Je ne peux pas dire que dans le service du docteur Elkemer je m’éclatais, ça non. Mais à coté de ce que j’avais subi à l’extérieur en terme de boulot et de pointage, par comparaison c’était du cocooning. Certes le docteur Elkemer me prenait la tête, toutefois, à condition de ne pas le contrarier, j’obtenais de sa part à peu près ce que je voulais, de la compote de pomme bien sûr, des neuroleptiques cela va de soi, et systématiquement, mais surtout, c’était l’essentiel, la reconduction semaine après semaine, de mon hospitalisation dans sa chaîne TV, cool, super cool.
J’étais très sérieusement fêlé, aucun doute pour le freudo-lacanien, et mon état, qualifié de schizoïde à déconseiller aux enfants de moins de 16 ans, nécessitait un bourrage de crâne intensif.
Mais alors, hein, pourquoi avait-on laissé ces gens entrer dans ma chambre et piquer ma télécommande ?
Mais alors pourquoi les avait-on autorisés à déferler sur l’hosto en pleine troisième guerre mondiale ? Il y avait dans la grille des programmes, une case médicale qui m’échappait.
S’agissait-il d’organiser un choc thérapeutique visant à me remettre les pendules à l’heure ?
Voulait-on tester sur moi la dernière drogue hallucinogène du Pentagone ?

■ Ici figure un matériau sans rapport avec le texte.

PR #2061, opened 2023-08-07
Fixing sudo commands in start-loader

avgAGB:


matthpeterson (dismissed):

warehouse/ingest-scripts/src/main/resources/bin/ingest/start-loader.sh
```diff
@@ -83,15 +83,15 @@ if [[${TOTAL} >0 ]]; then
...
     while [[ ! -z $portInUse ]]; do
       SHUTDOWN_PORT=$((SHUTDOWN_PORT + 1))
-      portInUse=$(sudo netstat -tupln | grep $SHUTDOWN_PORT)
+      portInUse=$(ps -eaf | grep [b]ulkIngestMap | grep $SHUTDOWN_PORT)
     done
     for ((x = 0; x < $COUNT; x = $((x + 1)))); do
       $MAPFILE_LOADER_CMD -srcHdfs ${MAP_LOADER_HDFS_NAME_NODE} -destHdfs ${MAP_LOADER_HDFS_NAME_NODE} -shutdownPort ${SHUTDOWN_PORT} >>$LOG_DIR/map-file-loader.$LOADER$COUNT.log 2>&1 &
       SHUTDOWN_PORT=$((SHUTDOWN_PORT + 1))
-      portInUse=`sudo netstat -tupln | grep $SHUTDOWN_PORT`
+      portInUse=$(ps -eaf | grep [b]ulkIngestMap | grep $SHUTDOWN_PORT)
```
keith-ratcliffe: Looking at this more closely, 'portInUse' isn't used in this loop. Seems like there's nothing stopping a used port from being chosen for subsequent loaders

warehouse/ingest-scripts/src/main/resources/bin/ingest/start-loader.sh
```diff
@@ -83,15 +83,15 @@ if [[${TOTAL} >0 ]]; then
     COUNT=${NUM_MAP_LOADERS_COPY[$LOADER]}
     echo "starting $COUNT map file loaders for ${MAP_LOADER_HDFS_NAME_NODES[$LOADER]} ..."
     SHUTDOWN_PORT=24100
-    portInUse=$(sudo netstat -tupln | grep $SHUTDOWN_PORT)
+    portInUse=$(ps -eaf | grep [b]ulkIngestMap | grep $SHUTDOWN_PORT)
```
keith-ratcliffe: Rather than `ps -eaf | grep [b]ulkIngestMap | grep $SHUTDOWN_PORT`, would it be better to use something like `lsof -i :$SHUTDOWN_PORT` instead, so at least all the current user's processes can be queried?

warehouse/ingest-scripts/src/main/resources/bin/ingest/start-loader.sh
```diff
@@ -121,10 +121,10 @@ if [[${TOTAL} >0 ]]; then
     for ((CUSTOM_LOADER = 0; CUSTOM_LOADER < ${#MAP_LOADER_CUSTOM[@]}; CUSTOM_LOADER = $((CUSTOM_LOADER + 1)))); do
       echo "starting additional map file loader: ${MAP_LOADER_CUSTOM[$CUSTOM_LOADER]}"
       SHUTDOWN_PORT=25100
-      portInUse=$(sudo netstat -tupln | grep $SHUTDOWN_PORT)
+      portInUse=$(ps -eaf | grep [b]ulkIngestMap | grep $SHUTDOWN_PORT)
       while [[ ! -z $portInUse ]]; do
         SHUTDOWN_PORT=$((SHUTDOWN_PORT + 1))
-        portInUse=$(sudo netstat -tupln | grep $SHUTDOWN_PORT)
+        portInUse=$(ps -eaf | grep [b]ulkIngestMap | grep $SHUTDOWN_PORT)
       done
```
keith-ratcliffe: In hindsight, maybe better to replace the three instances of this logic with a single function(?)

warehouse/ingest-scripts/src/main/resources/bin/ingest/start-loader.sh
avgAGB: Both could work - Since the process we're looking to grab is an ingest process we may not necessarily need to bring in anything more processes than that in order to verify the loaders aren't using the port in question. I'll test this out a little and adjust if needed. 

EDIT: One of my reservations on changing the command is the difference in permissions on what commands the user can run depending on the cluster environment (for example ran into an issue before where 'netstat' wasn't permissible to run in areas where the loaders were trying to start without sudo) To be on the safe side, the ps -eaf command has pulled the processes that we seek to verify in testing on DEV so I think I'll keep this as is.

warehouse/ingest-scripts/src/main/resources/bin/ingest/start-loader.sh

Ou le dernier bouquet satellite placé sur orbite par les Japonais ?
Qu’est-ce que cette visite surprise pouvait vouloir dire ?
Etait-ce une manœuvre visant à s’emparer des revues érotiques sous mon lit et à les exhiber en public ?
Quelle heure était-il ? Qu’est-ce que j’allais raconter exactement ? Mystère et boule de gomme.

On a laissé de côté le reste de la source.